Saved data entries
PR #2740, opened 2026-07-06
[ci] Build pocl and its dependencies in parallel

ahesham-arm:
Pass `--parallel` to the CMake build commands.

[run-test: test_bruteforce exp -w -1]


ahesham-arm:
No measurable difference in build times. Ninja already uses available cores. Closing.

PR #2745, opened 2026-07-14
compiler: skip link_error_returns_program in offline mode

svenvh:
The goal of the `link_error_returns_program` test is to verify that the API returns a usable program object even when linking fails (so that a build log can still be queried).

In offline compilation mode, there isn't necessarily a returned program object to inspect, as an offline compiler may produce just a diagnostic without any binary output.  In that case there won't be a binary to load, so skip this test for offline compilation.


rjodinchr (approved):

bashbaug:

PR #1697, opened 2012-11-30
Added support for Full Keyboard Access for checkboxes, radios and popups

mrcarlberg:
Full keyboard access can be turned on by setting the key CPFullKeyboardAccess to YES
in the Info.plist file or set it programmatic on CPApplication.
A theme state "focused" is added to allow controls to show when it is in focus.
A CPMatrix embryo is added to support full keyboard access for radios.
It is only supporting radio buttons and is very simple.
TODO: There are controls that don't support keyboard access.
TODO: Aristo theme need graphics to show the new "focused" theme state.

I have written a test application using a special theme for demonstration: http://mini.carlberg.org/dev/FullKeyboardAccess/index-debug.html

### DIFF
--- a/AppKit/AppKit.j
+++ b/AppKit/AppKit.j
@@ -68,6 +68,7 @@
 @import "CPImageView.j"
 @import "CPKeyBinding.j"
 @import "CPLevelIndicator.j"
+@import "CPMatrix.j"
--
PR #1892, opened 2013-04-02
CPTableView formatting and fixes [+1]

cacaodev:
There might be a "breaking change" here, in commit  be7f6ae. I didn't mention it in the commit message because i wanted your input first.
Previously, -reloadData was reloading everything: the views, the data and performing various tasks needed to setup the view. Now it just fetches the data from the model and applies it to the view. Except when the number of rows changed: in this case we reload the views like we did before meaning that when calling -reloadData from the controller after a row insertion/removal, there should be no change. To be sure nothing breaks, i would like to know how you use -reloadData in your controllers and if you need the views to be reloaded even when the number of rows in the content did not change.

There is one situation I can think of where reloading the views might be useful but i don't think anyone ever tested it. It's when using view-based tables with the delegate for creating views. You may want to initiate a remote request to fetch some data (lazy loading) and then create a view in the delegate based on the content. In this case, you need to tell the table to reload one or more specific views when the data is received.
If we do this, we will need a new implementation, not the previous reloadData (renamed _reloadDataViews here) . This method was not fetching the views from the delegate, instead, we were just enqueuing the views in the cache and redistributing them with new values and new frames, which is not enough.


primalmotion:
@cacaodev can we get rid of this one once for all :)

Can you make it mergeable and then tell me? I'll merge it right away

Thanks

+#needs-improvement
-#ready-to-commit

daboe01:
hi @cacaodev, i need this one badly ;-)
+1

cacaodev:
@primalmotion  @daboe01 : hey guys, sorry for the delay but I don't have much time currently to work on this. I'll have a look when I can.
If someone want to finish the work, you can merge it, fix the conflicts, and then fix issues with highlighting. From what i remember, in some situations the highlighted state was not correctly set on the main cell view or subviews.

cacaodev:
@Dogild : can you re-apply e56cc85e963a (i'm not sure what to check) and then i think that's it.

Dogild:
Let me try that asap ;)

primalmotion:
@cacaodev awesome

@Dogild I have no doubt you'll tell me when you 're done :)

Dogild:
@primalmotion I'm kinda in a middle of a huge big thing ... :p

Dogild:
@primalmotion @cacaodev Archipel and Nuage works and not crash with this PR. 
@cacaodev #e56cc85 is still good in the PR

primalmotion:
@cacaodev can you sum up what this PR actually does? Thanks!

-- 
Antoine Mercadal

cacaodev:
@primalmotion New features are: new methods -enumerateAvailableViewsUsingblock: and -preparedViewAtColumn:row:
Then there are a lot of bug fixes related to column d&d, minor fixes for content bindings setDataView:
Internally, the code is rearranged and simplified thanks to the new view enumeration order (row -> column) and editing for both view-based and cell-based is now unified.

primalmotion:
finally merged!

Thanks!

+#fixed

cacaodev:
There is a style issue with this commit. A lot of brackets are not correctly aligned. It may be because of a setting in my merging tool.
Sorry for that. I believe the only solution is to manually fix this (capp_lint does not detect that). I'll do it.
* * *
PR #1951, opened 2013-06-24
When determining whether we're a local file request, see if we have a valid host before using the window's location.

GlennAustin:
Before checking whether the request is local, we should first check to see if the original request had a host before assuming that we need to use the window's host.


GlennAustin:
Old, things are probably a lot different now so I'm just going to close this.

- [PROMPT]
Report every line of the data in which "change" appears.

- [WORKED SOLUTION]
There might be a "breaking change" here, in commit  be7f6ae. I didn't mention it in the commit message because i wanted your input first.
Previously, -reloadData was reloading everything: the views, the data and performing various tasks needed to setup the view. Now it just fetches the data from the model and applies it to the view. Except when the number of rows changed: in this case we reload the views like we did before meaning that when calling -reloadData from the controller after a row insertion/removal, there should be no change. To be sure nothing breaks, i would like to know how you use -reloadData in your controllers and if you need the views to be reloaded even when the number of rows in the content did not change.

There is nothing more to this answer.